**WHAT THE EXERCISE ASKS:** When a line below contains the word "string", copy that line.

**ENTRIES SUPPLIED:**
Issue #1658, opened 2022-03-30
NH: make write-in adjudication work with timing mark ballots


eventualbuddha:
## Summary
Write-in adjudication works by showing the cropped & zoomed part of the ballot corresponding to a write-in area on the ballot. To do this it depends on knowing the layout of the ballot as stored in the database. We do not have this with timing mark ballots, because they use a different mechanism.

## Requirements
The write-in adjudication screen should at least roughly show the correct cropped area when adjudicating write-ins.

## Non-Requirements
- The backend for layout handling does not need to be unified.
- We do not need to know the layout of the _scanned_ ballot or otherwise normalize it so long as the write-in area is shown mostly correctly.

## Tasks
- [ ] Determine the expected layout of a perfectly scanned timing mark ballot and use that when adjudicating write-ins.

PR #1664, opened 2022-03-31
fix(scan): make write-in adjudication work for timing mark ballots

eventualbuddha:
## Overview

Closes https://github.com/votingworks/vxsuite/issues/1658

This is only an approximate fix. It generates the expected layout for the timing mark ballots, but does not base it on the real interpreted ballot. Thus, it's possible for the coordinates to be somewhat off, especially if a slightly incorrect scaling factor was used. In the future, we should generate a layout based on the `interpret` output for timing mark ballots, which should include positional information for the ovals at minimum.

There were actually a couple other bugs that this PR fixes in multiple commits. It's probably best to look one commit at a time.

## Demo Video or Screenshot
image

## Testing Plan 
Manually tested with a couple different timing mark ballots with write-ins. I was able to get all the way through adjudication and the ballot was accepted.

## Checklist

### DIFF
--- a/frontends/bsd/src/screens/write_in_adjudication_screen.tsx
+++ b/frontends/bsd/src/screens/write_in_adjudication_screen.tsx
@@ -409,14 +409,43 @@ function ContestAdjudication({
 }
 
 export interface Props {
+  /**
+   * Database ID of the sheet being adjudicated.
+   */
   sheetId: string;
+
+  /**
+   * Which side of the sheet being adjudicated.
+   */
   side: Side;
+
+  /**
+   * URL of the image to the whole ballot page being adjudicated.
+   */
   imageUrl: string;
+
+  /**
+   * All write-ins flagged for adjudication on this page.
+   */
   writeIns: ReadonlyArray<
     WriteInAdjudicationReasonInfo | UnmarkedWriteInAdjudicationReasonInfo
   >;
+
+  /**
+   * Layout of the ballot page being adjudicated. The number of contests in this
+   * layout must match the number of contests in `allContestIds`.
+   */
   layout: BallotPageLayout;
-  contestIds: readonly ContestId[];
+
+  /**
+   * Contest IDs for every contest on this page, even those without write-ins.
+   */
+  allContestIds: readonly ContestId[];
+
+  /**
+   * Callback for when every contest with write-ins has been adjudicated and
+   * the user has chosen to save their adjudication.
+   */
   onAdjudicationComplete?(
     sheetId: string,
     side: Side,
@@ -430,7 +459,7 @@ export function WriteInAdjudicationScreen({
   imageUrl,
   writeIns,
   layout,
-  contestIds,
+  allContestIds,
   onAdjudicationComplete,
 }: Props): JSX.Element {
   const { electionDefinition, storage } = useContext(AppContext);
@@ -443,11 +472,10 @@ export function WriteInAdjudicationScreen({
   const [selectedContestId, setSelectedContestId] = useState<ContestId>();
   const [isSaving, setIsSaving] = useState(false);
 
-  const contestsWithWriteIns = useMemo(
-    () => new Set([...writeIns].map(({ contestId }) => contestId)),
+  const contestsWithWriteInsIds = useMemo(
+    () => uniq([...writeIns].map(({ contestId }) => contestId)),
     [writeIns]
   );
-  const contestsWithWriteInsCount = contestsWithWriteIns.size;
   const styleForContest = useCallback(
     (contestId: ContestId): React.CSSProperties => {
       return contestId === selectedContestId
@@ -502,13 +530,15 @@ export function WriteInAdjudicationScreen({
     await onAdjudicationComplete?.(sheetId, side, adjudications);
   }, [adjudications, onAdjudicationComplete, setWriteInPresets, sheetId, side]);
 
-  const selectedContestIdOrDefault = selectedContestId ?? contestIds[0];
-  const selectedContestIndex = contestIds.indexOf(selectedContestIdOrDefault);
-  const isFirstContestSelected = selectedContestIndex === 0;
+  const selectedContestIdOrDefault =
+    selectedContestId ?? contestsWithWriteInsIds[0];
+  const isFirstContestSelected =
+    selectedContestIdOrDefault === contestsWithWriteInsIds[0];
   const isLastContestSelected =
-    selectedContestIndex === contestsWithWriteInsCount - 1;
+    selectedContestIdOrDefault ===
+    contestsWithWriteInsIds[contestsWithWriteInsIds.length - 1];
 
-  const contestsWithWriteInsIndex = [...contestsWithWriteIns].findIndex(
+  const contestsWithWriteInsIndex = [...contestsWithWriteInsIds].findIndex(
     (id) => id === selectedContestIdOrDefault
   );
   const contest = find(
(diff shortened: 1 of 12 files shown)


libs/ballot-interpreter-nh/src/layout.ts
```diff
@@ -0,0 +1,298 @@
...
+
+      contests.push({
+        options,
+        bounds,
+        corners: [
+          { x: bounds.x, y: bounds.y },
+          { x: bounds.x + bounds.width - 1, y: bounds.y },
+          { x: bounds.x, y: bounds.y + bounds.height - 1 },
+          { x: bounds.x + bounds.width - 1, y: bounds.y + bounds.height - 1 },
+        ],
```
jonahkagan, line 301: If `corners` is just a function of `bounds`, why specify both?

services/scan/src/store.ts
```diff
@@ -898,7 +899,15 @@ export class Store {
 
   getBallotLayoutsForMetadata(
     metadata: BallotPageMetadata
-  ): BallotPageLayout[] {
+  ): BallotPageLayout[] | undefined {
+    const electionDefinition = this.getElectionDefinition();
+    if (electionDefinition?.election.gridLayouts) {
```
jonahkagan, line 904: this case could use an explanatory comment

services/scan/src/store.ts
```diff
@@ -898,7 +899,15 @@ export class Store {
 
   getBallotLayoutsForMetadata(
     metadata: BallotPageMetadata
-  ): BallotPageLayout[] {
+  ): BallotPageLayout[] | undefined {
```
jonahkagan, line 902: why not pass through the possible error?

frontends/bsd/src/screens/write_in_adjudication_screen.tsx
```diff
@@ -502,13 +533,15 @@ export function WriteInAdjudicationScreen({
     await onAdjudicationComplete?.(sheetId, side, adjudications);
   }, [adjudications, onAdjudicationComplete, setWriteInPresets, sheetId, side]);
 
-  const selectedContestIdOrDefault = selectedContestId ?? contestIds[0];
-  const selectedContestIndex = contestIds.indexOf(selectedContestIdOrDefault);
-  const isFirstContestSelected = selectedContestIndex === 0;
+  const selectedContestIdOrDefault =
+    selectedContestId ?? contestsWithWriteInsIds[0];
```
jonahkagan, line 537: do you know why we have a default here instead of using a default in the `useState` for `selectedContestId`? It seems once we're done adjudicating all of the contests this component will get unmounted, so it won't need a default anymore

frontends/bsd/src/screens/write_in_adjudication_screen.tsx
```diff
@@ -529,8 +563,12 @@ export function WriteInAdjudicationScreen({
   );
 
   const goPrevious = useCallback(() => {
-    setSelectedContestId(contestIds[selectedContestIndex - 1]);
-  }, [contestIds, selectedContestIndex]);
+    setSelectedContestId(
+      contestsWithWriteInsIds[
+        contestsWithWriteInsIds.indexOf(selectedContestIdOrDefault) - 1
```
jonahkagan, line 568:
```suggestion
        contestsWithWriteInsIndex - 1
```

frontends/bsd/src/screens/write_in_adjudication_screen.tsx
```diff
@@ -543,15 +581,19 @@ export function WriteInAdjudicationScreen({
           setIsSaving(false);
         }
       } else {
-        setSelectedContestId(contestIds[selectedContestIndex + 1]);
+        setSelectedContestId(
+          contestsWithWriteInsIds[
+            contestsWithWriteInsIds.indexOf(selectedContestIdOrDefault) + 1
```
jonahkagan, line 586:
```suggestion
            contestsWithWriteInsIndex + 1
```

libs/ballot-interpreter-nh/src/layout.test.ts
```diff
@@ -0,0 +1,96 @@
...
+    ballotStyleId: electionDefinition.election.ballotStyles[0]!.id,
+    precinctId: electionDefinition.election.precincts[0]!.id,
+    ballotType: BallotType.Standard,
+    isTestMode: true,
+    electionHash: electionDefinition.electionHash,
+    locales: { primary: 'en-US' },
+  }).unsafeUnwrap();
+
+  await (
+    await import('fs')
```
jonahkagan, line 49: why late import here?

jonahkagan (commented):
Is it possible to add regression tests for the two bug fixes?

libs/ballot-interpreter-nh/src/layout.ts
eventualbuddha: The `BallotPageLayout` type applies not only to templates, where this is true, but also to scanned images where it may not be.

frontends/bsd/src/screens/write_in_adjudication_screen.tsx
eventualbuddha: I needed a way to make the component automatically move to the first contest of the back page after completing the front, so I set the selected contest ID to `undefined` (L529) so that we can get the first one automatically when the new `allContestIds` prop comes through for the back side. If I had done `const [selectedContestId, setSelectedContestId] = useState(contestsWithWriteInsIds[0])` instead, then I'd have no good way to clear the stale state of the front page's last selected contest when adjudicating the front was complete.

libs/ballot-interpreter-nh/src/layout.test.ts
eventualbuddha: This was some debug code. Removing.

services/scan/src/store.ts
eventualbuddha: This was from an earlier iteration and is no longer needed.

frontends/bsd/src/screens/write_in_adjudication_screen.tsx
jonahkagan: Ah interesting. It's not totally clear as the reader, since you can't easily see that the component will be rerendered with a different sheet on completion of adjudication. I would suggest:
- at a minimum adding a comment
- potentially trying to colocate the selected sheet and selected contest state so that the dependency can be seen clearly
- add a key prop to this component in order to reset the state when changing sheets (see https://twitter.com/sebmarkbage/status/1262937670444974081). I think there's a valid argument for saying this is a "master/detail" situation

jonahkagan: More on that here: https://reactjs.org/blog/2018/06/07/you-probably-dont-need-derived-state.html#recommendation-fully-uncontrolled-component-with-a-key

eventualbuddha: Thanks for digging into this. Using a `key` is certainly a better approach, which I've applied in 97522ab8c3ac4c65952c97fa500e3eb94ecc664f.

jonahkagan: Awesome. Yeah I've run into problems like this a few times in Arlo and have been trying to get my head around how to solve them. Still feels tricky for me

jonahkagan (approved):
One tiny nit left. Thanks for working through all the feedback. I think things ended up in a much clearer place!

frontends/bsd/src/screens/write_in_adjudication_screen.tsx
```diff
@@ -498,27 +531,27 @@ export function WriteInAdjudicationScreen({
...
+    selectedContestId === contestsWithWriteInsIds[0];
   const isLastContestSelected =
-    selectedContestIndex === contestsWithWriteInsCount - 1;
+    selectedContestId ===
+    contestsWithWriteInsIds[contestsWithWriteInsIds.length - 1];
 
-  const contestsWithWriteInsIndex = [...contestsWithWriteIns].findIndex(
-    (id) => id === selectedContestIdOrDefault
+  const selectedContestIdOrDefaultIndex = contestsWithWriteInsIds.indexOf(
+    selectedContestId
```
jonahkagan, line 544: I think this variable is equivalent to `selectedContestIndex` and can be removed

eventualbuddha:
> Thanks for working through all the feedback. I think things ended up in a much clearer place!

Thank you! I agree, definitely better.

**TASK RESULT:**
   sheetId: string;
   imageUrl: string;
     sheetId: string,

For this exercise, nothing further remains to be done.